Total war requires total effort from the civilian and we have assumed that, in America, this means enthusiasm for our cause, understanding of our danger, willingness to sacrifice, confidence in our leaders, faith in ultimate victory. We may be wrong; total effort in Germany is based more on compulsion and promise than on understanding. But we cannot immediately alter the atmosphere in which we are living. If we could, if our leaders believed that total effort could be achieved more quickly by lies than by truth, it would be their obligation to lie to us. In total war there is no alternative to the most effective weapon. Only the weapon must be effective over a sufficient length of time; the advantage of a lie must be measured against the loss when the lie is shown up; if the balance is greater, over a period of time, than the value of the truth, the lie still must be told. If we are a people able to recognize a lie too fast for it to be effective, the lie must not be used; if we react "correctly" to certain forms of persuasion (as, say, magazine ads and radio commercials), the psychological counterparts of these should be used, at least until a new technique develops.

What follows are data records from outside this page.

PR #547, opened 2019-10-07
CEDS-1673 Remove unnecessary PUT

ed0906:
- Remove WCO library as its no longer used
- Remove Request from service layer

### DIFF
--- a/app/controllers/declaration/SummaryController.scala
+++ b/app/controllers/declaration/SummaryController.scala
@@ -70,7 +70,7 @@ class SummaryController @Inject()(
             BadRequest(summaryPage(Mode.Normal, SupplementaryDeclarationData(request.cacheModel), formWithErrors))
         ),
         legalDeclaration => {
-          submissionService.submit(request.authenticatedRequest.user.eori, request.cacheModel, legalDeclaration).map {
+          submissionService.submit(request.eori, request.cacheModel, legalDeclaration).map {
             case Some(lrn) =>
               Redirect(controllers.declaration.routes.ConfirmationController.displaySubmissionConfirmation())
                 .flashing(Flash(Map("LRN" -> lrn)))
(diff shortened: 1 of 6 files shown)


app/controllers/declaration/SummaryController.scala
```diff
@@ -70,7 +70,7 @@ class SummaryController @Inject()(
             BadRequest(summaryPage(Mode.Normal, SupplementaryDeclarationData(request.cacheModel), formWithErrors))
         ),
         legalDeclaration => {
-          submissionService.submit(request.cacheModel, legalDeclaration).map {
+          submissionService.submit(request.authenticatedRequest.user.eori, request.cacheModel, legalDeclaration).map {
```
PatrykRudnicki: I'm not sure but we should have `eori` field in `JourneyRequest` so you don't need to go through `authenticatedRequest.user.eori`

ed0906: It wasn't on the request but it is now 👍

app/models/requests/JourneyRequest.scala
```diff
@@ -23,4 +23,5 @@ import play.api.mvc.WrappedRequest
 class JourneyRequest[A](val authenticatedRequest: AuthenticatedRequest[A], val cacheModel: ExportsDeclaration)
     extends AuthenticatedRequest[A](authenticatedRequest, authenticatedRequest.user) {
   val choice: Choice = Choice(cacheModel.choice)
+  def eori: String = authenticatedRequest.user.eori
```
PatrykRudnicki: It can be a `val`, but it's okay :)

app/services/SubmissionService.scala
```diff
@@ -37,55 +35,71 @@ import scala.util.{Failure, Success}
...
   exportsMetrics: ExportsMetrics
 ) {
 
   private val logger = Logger(this.getClass)
 
-  def submit(
-    exportsDeclaration: ExportsDeclaration,
-    legalDeclaration: LegalDeclaration
-  )(implicit request: JourneyRequest[_], hc: HeaderCarrier, ec: ExecutionContext): Future[Option[String]] = {
+  def submit(eori: String, exportsDeclaration: ExportsDeclaration, legalDeclaration: LegalDeclaration)(
```
bambuchaAdm: why eori as string ?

This is a basis for "the strategy of truth" which Archibald MacLeish set in opposition to the Nazi "strategy of terror". The opposition is not perfect because the Nazis have used the truth plentifully in spreading terror, especially by the use of moving pictures. Their strategy, ethically, is a mixture of truth and lies, in combination; practically speaking, this strategy is on the highest ethical plane because it saves Nazi lives, brings quick victory, protects the State and the people. It is, however, ill-suited to our purposes.
Ethics of Lying
Mr. MacLeish is being an excellent propagandist in the very use of the phrase, "strategy of truth", which corresponds to the President's "solemn pact of truth between government and the people"; there are a hundred psychological advantages in telling us that we are getting the truth; but propaganda has no right to use the truth if the truth ceases to be effective. Lies are easier to tell, but harder to handle; in a democracy they are tricky and dangerous because the conditions for making lies effective have not been created; such conditions were created in Germany; they came easily in other countries where no direct relations between people and government existed.
Before propaganda can lie to us, safely and for our own preservation, honorably and desirably, it must persuade us to give up our whole system of communication, our political habits, our tradition of free criticism. This could be done; but it would be difficult; no propagandist now working in America is cunning and brutal enough to destroy our civil liberties without a struggle which would cost more (in terms of united effort) than it would be worth. We cannot stop in the middle of a war to break down one system of persuasion and create another; the frame of mind which advertising men call "consumer acceptance" is, as they know, induced by a touch of newness in a familiar framework; the new element catches attention but it has to become familiar before it is effective.
Our propagandists, therefore, must use the truth, as they incline to do, but they have to learn its uses. We gain prestige by advertising the truth, even though the use of truth is forced upon us; but we have not yet won approval of the suppression of truth. It is good to use truth as flattery ("You are brave enough to know the truth") but truth also creates fear which (advertisers again know this) is a potent incentive to action. Finally, the use of truth requires the canalization of propaganda; it is too dangerous to be handled by everyone.
The propagandists of our cause include everyone who speaks to the people, sells a bond, writes, broadcasts, publishes, by executive order or private will; they vary in skill and in detailed purpose; they blurt out prejudices and conceal information useful to the citizen. They have not, so far as any one has discovered, lied to the people of America, contenting themselves at first with concealing the extent, or belittling the significance, of our reverses; presently the same sources began to abuse the American people for not being aware of the danger threatening them; and no one officially recognized the connection between ignorance and concealment.
Maxims for Propagandists
It is easy to mark down the detailed errors of propaganda. The more difficult work is to create a positive program; and it is possible that we have been going through an experimental period, while such a program is being worked out in Washington. A few of the requirements are obvious.
Propaganda must be used. Our government has no more right to deprive us of propaganda than it has to deprive us of pursuit planes or bombers or anti-aircraft guns or antitoxin. Propaganda is the great offensive-defensive weapon of the home front; if we do not get it, we should demand it. If what we get is defective, we should protest as we would protest against defective bombsights.